Laser
- Location: Ireland
- Launched: April 1996; 29 years ago
- Discontinued: 28 February 2014
- Technology: EMV and previously Magnetic stripe debit card;
- Operator: Laser Card Services Limited
- Currency: Euro (2002–2014) Irish pounds (1996–2002)
- Website: lasercard.ie at the Wayback Machine (archived 2012-02-08)

= Laser (debit card) =

Irish debit card scheme, 1996–2014

Laser was a debit card scheme in Ireland between 1996 and 2014. It was operated by Laser Card Services Limited, a non profit body owned by four leading financial institutions in Ireland and overseen since 2008 by the Oversight Unit of the Central Bank. The scheme was launched in April 1996, and in 2010, there were almost three million Laser cards in circulation.

195 million transactions worth almost €11.2 billion were carried out on those cards in 2009. From 2007, the financial institutions which had issued Laser cards began to replace them with Visa or MasterCard debit cards. Laser cards were withdrawn from the market on 28 February 2014.

==Use==
Laser was primarily an electronic point of sale debit card, but could also be used by telephone and internet, at ATMs and to pay regular bills by direct debit.

When purchasing goods or services with a Laser card up to €100 cashback could be given to cardholders and this value was simply added to the purchase price. Some retailers set a lower maximum cashback value, depending on what cash was available to them in the till or their own policy. Many Irish businesses that operate online accepted Laser cards prior to their discontinuation.

From 2005, some Laser card holders were provided with co branded Laser/Maestro cards; from 1 January 2008, all Laser cards were co branded. The co branded cards were chip and PIN cards with both Laser and Maestro functions. The Laser facility was for use in Ireland only whereas the Maestro facility was, in theory, used both domestically and internationally, but international Maestro payments were quite often rejected.

The Maestro facility was not usable internationally online or by telephone. While it was possible for any bank in the Single Euro Payments Area, regardless of location, to join the Laser card scheme, no interest in joining the scheme was expressed by banks outside Ireland.

==Participating financial institutions==
In 2007, Halifax Ireland announced that it would be the first bank in Ireland to offer a Visa Debit card rather than the Laser debit card (Halifax was never a member of Laser Card Services Limited). In 2008, Ulster Bank dropped Laser, in favour of Visa Debit. Permanent TSB withdrew Laser cards and began to replace them with Visa Debit cards in September 2010.

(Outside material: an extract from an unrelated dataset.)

PR #518, opened 2026-06-13
perf(aerosol): MAM4 condensation speedups — relaxed tolerances + gate + operator-split substep backend

duncanwp:
## Summary

The MAM4-JAX microphysics core — a per-cell `diffrax Kvaerno5` *implicit* ODE solve, vmapped over all cells — is essentially the entire cost of a JAM aerosol step (~1426 ms vs a 34 ms non-JAM baseline at T63L47/A100). This PR makes the condensation solve **selectable** and defaults it to a fast operator-split backend, plus relaxes tolerances and gates cold-start pathologies.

In the end of October 2010, Bank of Ireland announced they were ceasing their involvement in the partnership in 2011.

On 9 February 2011, EBS Building Society said that it would issue MasterCard debit cards instead of Laser from the second half of 2011.

In July 2011, AIB announced that it would cease issuing Laser cards from 2011, leaving National Irish Bank as the final issuer in the Laser card system, leading to speculation that the scheme would close in 2012. It was reported that banks were turning away from Laser because of some difficulties encountered by consumers in making online purchases.

However, customers began to complain almost immediately about numerous difficulties caused by the premature withdrawal of Laser cards. Some retailers who were able to give cashback on Laser cards were unwilling or unable to do so on the replacement cards; Permanent TSB issued a second replacement Visa Debit card to its customers in April 2011 due to the initial replacement chip and some older terminals not being compatible (resulting in refusal of cashback).

Other retailers who had been charged a small flat-rate per-transaction fee for Laser transactions found that they were charged a percentage of the value of the transaction for the replacement cards. Organisations such as Betfair which did not charge customers for Laser card transactions began to charge these customers 1.5% commission on transactions using the replacement Visa Debit cards.

Merchant services companies did not advertise whether there were any differences in their charges for the two types of debit card. Some customers reported being charged foreign transaction fees on Visa Debit cards in Northern Ireland, which had not been charged on the old cards.

===Website and e-commerce system gateways===
Ogone, ICEPAY, WorldPay, Netbanx.com, Moneybookers.com, CreditCall, DataCash, Realex, TNS and SagePay provided Laser payment gateways.